DATA BELOW -
== Segment start ==
PR #250, opened 2019-03-07
Coastline alteration tools to Python 3 and PEP8

xylar:
This merge updates to python 3 with PEP8 formatting the two older python scripts used for coastal alternation for ocean meshes (via COMPASS).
== Segment end ==
DESCRIPTION OF THE TASK - Would you please give back all of the material above exactly as it stands?

SOLVED PROBLEM -
PR #250, opened 2019-03-07
Coastline alteration tools to Python 3 and PEP8

xylar:
This merge updates to python 3 with PEP8 formatting the two older python scripts used for coastal alternation for ocean meshes (via COMPASS).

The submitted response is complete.